Woodward Capital Management and AG Mortgage Investment Trust is sponsoring a $524.1 million residential mortgage-backed securities (RMBS) deal, selling notes through the RCKT Mortgage Trust 2025-CES11.

Rocket Mortgage originated the asset pool of 5,669 second lien loans, which have an average balance of $92,455, analysts at Fitch Ratings.

The latest RCKT Mortgage Trust series will issue the RMBS through eight classes of exchangeable notes. The deal is expected to close on November 20, with a final maturity date of November 2055, said Kroll Bond Rating Agency, which also assessed the deal.

Citigroup Global Markets, Wells Fargo and Bank of America are initial note purchasers, according to KBRA.
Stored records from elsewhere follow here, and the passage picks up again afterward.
PR #568, opened 2021-11-22
Update reference server's Pipfile.lock after stellar-sdk upgrade

JakeUrban:
The reference server's requirements file was not updated when we updated Polaris' stellar-sdk version.


marcelosalloum (approved):
LGTM!

PR #584, opened 2022-01-12
upgrade pipenv-to-requirements dev package

JakeUrban:
Resolves a dependabot report that the `pipenv` package needs to be upgraded.

I ran `pipenv update pipenv-to-requirements`, which is the package that installs `pipenv` as a development requirement.


lijamie98 (approved):
LGTM

PR #594, opened 2022-02-19
Move all transaction submissions to submit_transaction_task

JakeUrban:
This is a continuation of the work @stfung77 did to upgrade our transaction submission logic and handling.

It adds multi-signature distribution account support back, removes the complex `get_or_create_destination_account()` function, and updates the `submit_transaction_task()` function to handle transactions for creating accounts.

Notable changes to the data model:

* makes `queued_at` nullable. It doesn't makes sense for it to have a value if the `queue` value is `None`.
* Adds a `pending_funding` value to the `Transaction.SUBMISSION_STATUS` enum. This handles the case where the anchor cannot or will not create accounts for end users.

Some things still outstanding:

* test coverage. As of now its at 83%. I'd like to get this back up to 87% or better before merging.
* logging. The new code doesn't have much at this point.
* locking destination accounts when checking for account existence, and if it doesn't exist, creating the account. Currently, two deposit transactions to the same nonexistent account may result in Polaris attempting to create the account twice.


stfung77:
bug fixes, added logging 2608a0b

fixed:
- if the account did not exist already, the transaction would never get fully processed because check_accounts did not queue the transaction for submission (which creates the account)
- race condition - sometimes get_unblocked_transactions could "queue for submission" transactions that have just been created but are missing a trustline (transaction gets queues before the pending_trust status gets set)

stfung77:
changes in ce2af02:

- fix multisig edge case where two or more deposits for the same account generates two+ 'create_account' envelope_xdr's

- discovered and fixed race condition when processing 5+ deposits for a multisig distribution account.
   - deposits can get into a deadlock state where its status is 'pending_trust' but its submission_status is 'blocked' and therefore never gets checked by the "pending trust" task.

PR #606, opened 2022-04-04
bug fixes: don't require SEP-12 'account' request parameter and always pass 'memo' as a string

JakeUrban:
Currently, Polaris requires the `account` SEP-12 request parameter to match account authenticated via SEP-10. However, the SEP states that the `account` request parameter doesn't need to be specified since it is redundant.

This PR updates the request validation logic to only check for a match between account values if the `account` request parameter is provided.

It also ensures that the `memo` value passed to SEP-12 integration functions is always a string. Currently, Polaris will pass `memo` as an integer if `memo_type` is `id`.


stfung77 (approved):

stfung77:
LGTM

Among the deal’s potential credit risks are the second-lien mortgages themselves, which normally have a high expected loss severity, KBRA said. Also, potential future home prices declines are another potential credit risk to the notes, KBRA said. But those seem to be significantly mitigated by several other factors.

For one, the borrowers appear to be of prime credit quality, with a weighted average (WA) model FICO score of 742. Leverage is also modest, with an original debt-to-income ratio of 39.6%, and a WA securitization loan-to-value ratio of 73.7%, Fitch said.

Both tranches of A1 notes will repay investors on a pro-rata basis, while the A2 through B3 tranches repay sequentially, KBRA said. Fitch analysts said the senior classes incorporates a 1.00% step-up coupon after the 48th payment date.

California accounts for the largest percentage of borrowers, with 14,3% of the pool balance, according to Fitch.

Fitch assigns ratings of AAA to the A1 notes; AA to the A2 notes; A to the A3 notes; BBB to the M1 notes; BB to the B1 notes; and B to the B2 notes.

KBRA assigns AAA to the A1 notes; AA+ to the A2 notes; A+ to the A3 notes; BBB+ to the M1 notes; BB+ to the B1 notes; and B+ to the B2 notes.